Direct seasonal adjustment is performed if all series, including aggregates, are seasonally adjusted on an individual basis. Indirect seasonal adjustment is performed if the seasonally adjusted estimate for a time series is derived by combining the estimates for two or more directly adjusted series.

The unadjusted data are aggregated, and direct seasonal adjustment is performed on aggregates and components using the same approach and software. Any discrepancies across the aggregation structure are not removed.

Horizon for estimating the model and the correction factors

When performing seasonal adjustment on time series, it is possible to choose the number of observations to be used when estimating the model and the correction factors. Correction factors are the factors used in the pre-treatment and seasonal adjustment of the time series.

The whole time series is used to estimate the model and the correction factors.

Audit procedures

General revision policy

Seasonally adjusted data may change due to a revision of the unadjusted (raw) data or the addition of new data. Such changes are called revisions, and there are several ways to deal with the problem of revisions when publishing the seasonally adjusted statistics.

Seasonally adjusted data are revised in accordance with a well-defined and publicly available revision policy and release calendar.

Concurrent versus current adjustment

The model, filters, outliers and regression parameters are re-identified and re-estimated continuously as new or revised data become available.

Horizon for published revisions

The revision period for the seasonally adjusted results is limited to 3-4 years prior to the revision period of the unadjusted data, while older data are frozen.

Comment: The revision period for the seasonally adjusted figures is 4 years when new data are added. The whole time series may be revised when implementing new or improved methods.

Quality of seasonal adjustment

Evaluation of seasonally adjustment data

Continuous/periodical evaluation using standard measures proposed by different seasonal adjustment tools.

Quality measures for seasonal adjustment

For most of the series, a selected set of diagnostics and graphical facilities for bulk treatment of data is used.

A table containing selected quality indicators for the seasonal adjustment is available here.

For more information on the quality indicators in the table see: metadata on methods: seasonal adjustment

Special cases

Seasonal adjustment of short time series

All series are sufficiently long to perform an optimal seasonal adjustment.
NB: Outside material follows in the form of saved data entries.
PR #1259, opened 2026-02-16
expand: fix positional parameter slicing offsets

kolkov:
## Summary

Two bugs in positional parameter slicing (`$@` and `$*`):

1. **Quoted `"${@:N:M}"` as sole double-quoted content** — `quotedElemFields` returned all positional parameters, ignoring the slice entirely.

2. **0-based instead of 1-based offsets** — In bash, `${@:N}` uses 1-based offsets and offset 0 includes `$0`. The interpreter used 0-based offsets because `r.Params` stores `$1+` as a 0-indexed Go slice without `$0`.

## Fix

Prepend `$0` to the element list before calling `sliceElems` (from #1258) at each call site that handles positional parameters. This makes standard 0-based Go slicing produce correct 1-based results. No separate helper function — reuses `sliceElems` directly.

## Changes

- `expand/expand.go` — `quotedElemFields`: handle `"${*:N:M}"` and `"${@:N:M}"` by prepending `$0` and calling `sliceElems`
- `expand/param.go` — `paramExp`: prepend `$0` before `sliceElems` call when `name` is `@` or `*`
- `interp/interp_test.go` — 12 test cases covering both code paths

Updates #1252.

### DIFF
--- a/expand/expand.go
+++ b/expand/expand.go
@@ -786,17 +786,17 @@ func (cfg *Config) quotedElemFields(pe *syntax.ParamExp) []string {
 		return nil
 	}
 	switch name {
-	case "*": // "${*}"
-		return []string{cfg.ifsJoin(cfg.Env.Get(name).List)}
-	case "@": // "${@}"
-		return cfg.Env.Get(name).List
+	case "*": // "${*}" or "${*:offset:length}"
+		return []string{cfg.ifsJoin(cfg.sliceElems(pe, cfg.Env.Get(name).List, true))}
+	case "@": // "${@}" or "${@:offset:length}"
+		return cfg.sliceElems(pe, cfg.Env.Get(name).List, true)
 	}
 	switch nodeLit(pe.Index) {
 	case "@": // "${name[@]}"
 		vr := cfg.Env.Get(name)
 		switch vr.Kind {
 		case Indexed:
-			return cfg.sliceElems(pe, vr.List)
+			return cfg.sliceElems(pe, vr.List, false)
 		case Associative:
 			return slices.Collect(maps.Values(vr.Map))
 		case Unknown:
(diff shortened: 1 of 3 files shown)


expand/expand.go
```diff
@@ -814,6 +822,40 @@ func (cfg *Config) quotedElemFields(pe *syntax.ParamExp) []string {
...
+		}
+		elems = elems[slicePos(offset):]
+	}
+	if pe.Slice.Length != nil {
+		length, err := Arithm(cfg, pe.Slice.Length)
+		if err != nil {
+			return elems
+		}
+		elems = elems[:slicePos(length)]
+	}
```
mvdan: this duplicates the logic we already have elsewhere to handle parameter expansion slicing. can we reuse the code instead?

kolkov: Sure! If I understand correctly, `sliceElems` from #1258 already handles the element slicing logic. I can rebase this PR on #1258 and reuse it — `slicePositionalParams` would then just prepend `$0` and call `sliceElems`:

```go
case "@":
    elems := cfg.Env.Get(name).List
    if pe.Slice != nil {
        elems = cfg.sliceElems(pe, append([]string{cfg.Env.Get("0").Str}, elems...))
    }
    return elems
```

Would you prefer to merge #1258 first so I can rebase on it, or should I take a different approach?

expand/expand.go
```diff
@@ -786,10 +786,18 @@ func (cfg *Config) quotedElemFields(pe *syntax.ParamExp) []string {
...
 	}
 	switch name {
-	case "*": // "${*}"
-		return []string{cfg.ifsJoin(cfg.Env.Get(name).List)}
-	case "@": // "${@}"
-		return cfg.Env.Get(name).List
+	case "*": // "${*}" or "${*:offset:length}"
+		elems := cfg.Env.Get(name).List
+		if pe.Slice != nil {
+			elems = cfg.sliceElems(pe, append([]string{cfg.Env.Get("0").Str}, elems...))
```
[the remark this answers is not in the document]
kolkov: You're right that centralizing this in `sliceElems` is cleaner. I'll add a `positional bool` parameter.

One clarification on the semantics: `$0` isn't being thrown away — it's a real element that bash returns in the output when the offset reaches it:

```
$ set -- a b c; echo "${@:0:2}"
bash a
$ set -- a b c; echo "${@: -4}"
bash a b c
```

Bash models positional parameters as `[$0, $1, ..., $N]` for slicing purposes, and negative offsets count from `$# + 1` to include $0. Prepending $0 constructs this virtual array so the existing zero-based slicing math works for all cases.

I'll move this into `sliceElems` so `Get("0")` appears in one place, and call sites just pass the boolean. Does that match what you had in mind?

mvdan (approved):

PR #1281, opened 2026-03-08
shfmt: insert space after Not

### LINKED ISSUE #987: syntax: printer breaks certain arithmetic expressions
By default, shfmt removes brackets within parentheses, but this breaks certain kinds of expressions.

For example:

```bash
(( ! 0 )) && echo true || echo false # true
```
shfmt will format this into:

```bash
((!0)) && echo true || echo false # bash: !0: event not found
```

kristiandueholm:
**Purpose**

Attempts to solve #987 regarding history expansion triggered by missing whitespace after `!`.

**Changes**

I simply added a call to the printer's space function when the unary operator is a Not.

**Questions**

* Should I add a test of some sort?
* Should I add a check for compact, and omit the space if true? It "breaks" if the space is omitted, but I really am not sure if compact is considered "dangerous".

Thanks!

Closes #987

### DIFF
--- a/syntax/filetests_test.go
+++ b/syntax/filetests_test.go
@@ -3088,7 +3088,7 @@ var fileTests = []fileTestCase{
 		langFile(arithmExp(&UnaryArithm{Op: Dec, X: litWord("i")})),
 	),
 	fileTest(
-		[]string{`$((!i))`},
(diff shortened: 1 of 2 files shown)


kristiandueholm:
I should have run tests before pushing. My bad.

PR #1313, opened 2026-04-02
Add  KillProcessGroup  option to handle process groups

mkaaad:
Reverted the previous change that unconditionally killed the entire process group (main.go and main_test.go were not reverted).
 
To prevent interactive commands from failing, I add an explicit switch  KillProcessGroup  to the Runner. It defaults to  false  to keep the original behavior. Set it to  true  when user want to ensure all child processes are terminated.
 
This maintains backward compatibility while solving the orphaned process problem.
```go
// ensure all child processes are terminated
runner.New(interp.KillProcessGroup(true))
```

### DIFF
--- a/interp/api.go
+++ b/interp/api.go
@@ -362,7 +362,8 @@ func Interactive(enabled bool) RunnerOption {
 // process group via setpgid, and interrupt/kill signals are sent to the
 // group.
 //
-// Defaults to false. Note that this option only has an effect on Unix systems.
+// Defaults to false. On Windows, this uses CREATE_NEW_PROCESS_GROUP and
+// GenerateConsoleCtrlEvent to signal the process group.
 func KillProcessGroup(enabled bool) RunnerOption {
 	return func(r *Runner) error {
 		r.killProcessGroup = enabled
--- a/interp/api.go
+++ b/interp/api.go
@@ -126,6 +126,10 @@ type Runner struct {
 	// such as the condition in a [syntax.IfClause].
 	noErrExit bool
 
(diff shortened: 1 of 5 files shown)


mvdan:
Also cc @andreynering for thoughts on whether an option like this makes sense. My intuition is that an option here is unintuitive and should be avoided, but if we can't get reasonable behavior for all users without two modes, perhaps it's the best we can do.

mkaaad:
I'm actually trying to fix an issue I encountered with Crush:
https://github.com/charmbracelet/crush
 
When using this agent to work on a Go project, I ran into a problem where processes couldn’t be terminated.
For example, when I asked the LLM to write a simple server using Gin, it wrote the program and tested the endpoints correctly.
However, after testing, when the LLM tried to kill the process using the job kill tool, it just hung infinitely.
 
I found that Crush executes commands using:
 runner.Run(ctx, command) 
from:
https://github.com/charmbracelet/crush/blob/main/internal/shell/shell.go
 
But when a cancel signal is sent to the provided  ctx , the process is not actually killed.
 
I checked the issues and saw other users are facing the same problem:
https://github.com/charmbracelet/crush/issues/2490
His platform is Windows 11.
 
So I want to create a patch for users who run into this.
I tested the second Windows-specific patch on my own machine (Windows 10), and it successfully kills  go run  commands that previously couldn’t be terminated.
 
Since most people hitting this issue are users of the  interp  package,
I think adding an initialization option to the runner would be the most compatible approach.
It would also provide a way for users who really need to ensure child processes are fully killed.

PR #1317, opened 2026-04-05
Feat test n option

Mohamed-Moumni:
## Summary

* Implement the -N file test operator (TsModif), which was previously unsupported and returned an error
* Add interp/actime package with platform-specific GetAtime() functions (darwin, linux, windows) to retrieve file access time, as access time retrieval differs across platforms
* Tested GetAtime() across all supported platforms, including Windows

Implemented #1316

### DIFF
--- a/interp/interp_test.go
+++ b/interp/interp_test.go
@@ -1977,10 +1977,6 @@ var runTests = []runTest{
 		"r\nw\nx\n",
 	},
 	{
-		"test -N a",
-		"unsupported unary test op: -N\nexit status 1 #IGNORE",
-	},
-	{
 		"test -? a",
 		// TODO: this error message should refer to `-?`
 		"1:1: not a valid test operator: `a`\n1:1: a must be followed by a word\nexit status 2 #JUSTERR",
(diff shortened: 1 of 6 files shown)


mvdan:
We can't just support the three main GOOSes; e.g. CI also covers js and plan9 because some users care about less widespread platforms. At least there should be a fallback file for other platforms that acts as a no-op by returning the mod time.

We need the type assertions to use the `_, ok` syntax and fall back to the mod time if the type doesn't match, because a custom handler may return an implementation of `fs.FileInfo` that doesn't contain this type in `Sys`.

Finally, name these files consistently with `os_unix.go`, i.e. `os_linux.go`, `os_darwin.go`, and so on.

Mohamed-Moumni:
Thanks for the review. I added `os_other.go` for unhandled platforms, using mod time as a fallback value, and fixed the type assertions to use the` _, ok` syntax with a mod time fallback.

### Changes Made

* `actime_*.go` → `os_*.go` 
* Added the type assertions with mod time as a fallback return

mvdan:
you're exposing public APIs. make these internal APIs in the interp package

Mohamed-Moumni:
I internalized the actime logic, so it's only accessible via the interp package.

mvdan:
I meant in the actual interp package. I'll tweak this myself and merge it later.

Mohamed-Moumni:
Sorry for the confusion, I misunderstood the req, It's fixed now.

mvdan:
The test fails on Windows. Not sure if the test is too flakey with the sleep, or if it's just incorrect on Windows. I'll have to investigate.

mvdan:
It looks like the real windows does not really support access times by default. I'm making the tests unix-only.

PR #1319, opened 2026-04-06
Add `AccessHandler` to handler file permissions

amjadjibon:
https://github.com/mvdan/sh/issues/1318

### DIFF
--- a/interp/api.go
+++ b/interp/api.go
@@ -95,6 +95,10 @@ type Runner struct {
 	// statHandler is a function responsible for getting file stat. It must be non-nil.
 	statHandler StatHandlerFunc
 
+	// accessHandler is a function responsible for checking file permissions.
+	// If nil, a default implementation is used.
+	accessHandler AccessHandlerFunc
+
 	stdin  *os.File // e.g. the read end of a pipe
 	stdout io.Writer
 	stderr io.Writer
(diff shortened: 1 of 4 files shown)


mvdan (changes requested):
The fallback logic doesn't seem right. As the TODO says, we need this logic to unconditionally use a handler, rather than use a mix of the real OS and a handler. If we mix both, then the sandboxing is entirely pointless still.

amjadjibon:
> The fallback logic doesn't seem right. As the TODO says, we need this logic to unconditionally use a handler, rather than use a mix of the real OS and a handler. If we mix both, then the sandboxing is entirely pointless still.

 Hi, I'm looking at your feedback about the access handler fallback logic mixing real OS calls with handler calls.                           
                                                                                                                                              
 I'm wondering if adding a new `AccessHandlerFunc` to the handler interface (similar to `StatHandlerFunc`, `OpenHandlerFunc`, etc.) would be the right approach here? This would let users provide custom access handlers for virtual filesystems, similar to how they can already provide custom stat and open handlers.                                                                                                              

Or would you prefer a different direction? The TODO mentions v4, so I want to make sure I'm heading in the right direction before proceeding. 

Thanks!

mvdan:
Thanks. I'll have to take a look at this myself because designing API is not easy, and doing it over a code review does not make it easier.

Issue #339, opened 2018-12-18
base#number notation


rob-myers:
`gosh` doesn't support it e.g. `echo $(( 2#1010 ))` outputs `0` instead of `10`.

Could it be parsed as an arithmetic binary operator for `LangBash`?

mvdan:
The interpreter doesn't support this kind of number, you're right. That's definitely a bug. We can fix that without changing the syntax package.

Treatment of problematic series

All problematic series are treated in a special way.

Posting procedures

Data availability

Unadjusted data, seasonally adjusted data and smoothed seasonally adjusted data are available.

Comments: Only unadjusted data are released for lower aggregates within manufacturing.

Press releases

In addition to raw data, at least one of the following series is released: Calendar adjusted, seasonally adjusted, smoothed seasonally adjusted (trend).